Data to use: Begin
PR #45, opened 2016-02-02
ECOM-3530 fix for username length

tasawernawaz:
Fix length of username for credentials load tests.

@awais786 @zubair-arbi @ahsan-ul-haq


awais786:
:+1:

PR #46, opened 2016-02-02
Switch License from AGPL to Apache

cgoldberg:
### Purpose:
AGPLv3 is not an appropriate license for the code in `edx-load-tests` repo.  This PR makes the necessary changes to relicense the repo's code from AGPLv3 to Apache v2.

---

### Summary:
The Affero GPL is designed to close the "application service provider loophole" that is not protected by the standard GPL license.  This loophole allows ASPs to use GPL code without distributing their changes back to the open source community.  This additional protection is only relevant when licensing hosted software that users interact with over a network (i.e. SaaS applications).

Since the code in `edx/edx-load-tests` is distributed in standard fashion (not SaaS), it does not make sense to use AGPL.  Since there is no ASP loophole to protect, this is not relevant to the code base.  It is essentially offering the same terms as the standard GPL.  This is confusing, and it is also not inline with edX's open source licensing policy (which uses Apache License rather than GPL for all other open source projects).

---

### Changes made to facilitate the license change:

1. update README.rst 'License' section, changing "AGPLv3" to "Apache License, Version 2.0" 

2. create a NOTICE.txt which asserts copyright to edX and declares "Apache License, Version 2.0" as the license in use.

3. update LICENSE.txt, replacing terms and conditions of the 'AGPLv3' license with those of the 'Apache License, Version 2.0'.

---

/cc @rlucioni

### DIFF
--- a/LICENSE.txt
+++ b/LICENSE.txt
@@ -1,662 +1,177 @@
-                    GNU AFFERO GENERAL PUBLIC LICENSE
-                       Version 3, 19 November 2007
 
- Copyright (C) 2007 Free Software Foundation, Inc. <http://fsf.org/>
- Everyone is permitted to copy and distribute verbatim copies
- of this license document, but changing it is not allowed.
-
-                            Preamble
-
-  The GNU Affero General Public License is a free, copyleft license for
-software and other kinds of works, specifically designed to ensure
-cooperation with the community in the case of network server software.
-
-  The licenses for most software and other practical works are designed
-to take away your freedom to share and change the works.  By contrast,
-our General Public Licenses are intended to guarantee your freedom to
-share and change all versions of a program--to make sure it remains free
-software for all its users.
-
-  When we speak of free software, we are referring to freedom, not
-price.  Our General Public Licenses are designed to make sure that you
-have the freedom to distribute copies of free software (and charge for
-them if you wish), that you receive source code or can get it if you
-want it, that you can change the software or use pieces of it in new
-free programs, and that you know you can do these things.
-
Data to use: End
When the string "SaaS" appears in a line of the records above, that line is to be copied.

→ **Solution**:
The Affero GPL is designed to close the "application service provider loophole" that is not protected by the standard GPL license.  This loophole allows ASPs to use GPL code without distributing their changes back to the open source community.  This additional protection is only relevant when licensing hosted software that users interact with over a network (i.e. SaaS applications).
Since the code in `edx/edx-load-tests` is distributed in standard fashion (not SaaS), it does not make sense to use AGPL.  Since there is no ASP loophole to protect, this is not relevant to the code base.  It is essentially offering the same terms as the standard GPL.  This is confusing, and it is also not inline with edX's open source licensing policy (which uses Apache License rather than GPL for all other open source projects).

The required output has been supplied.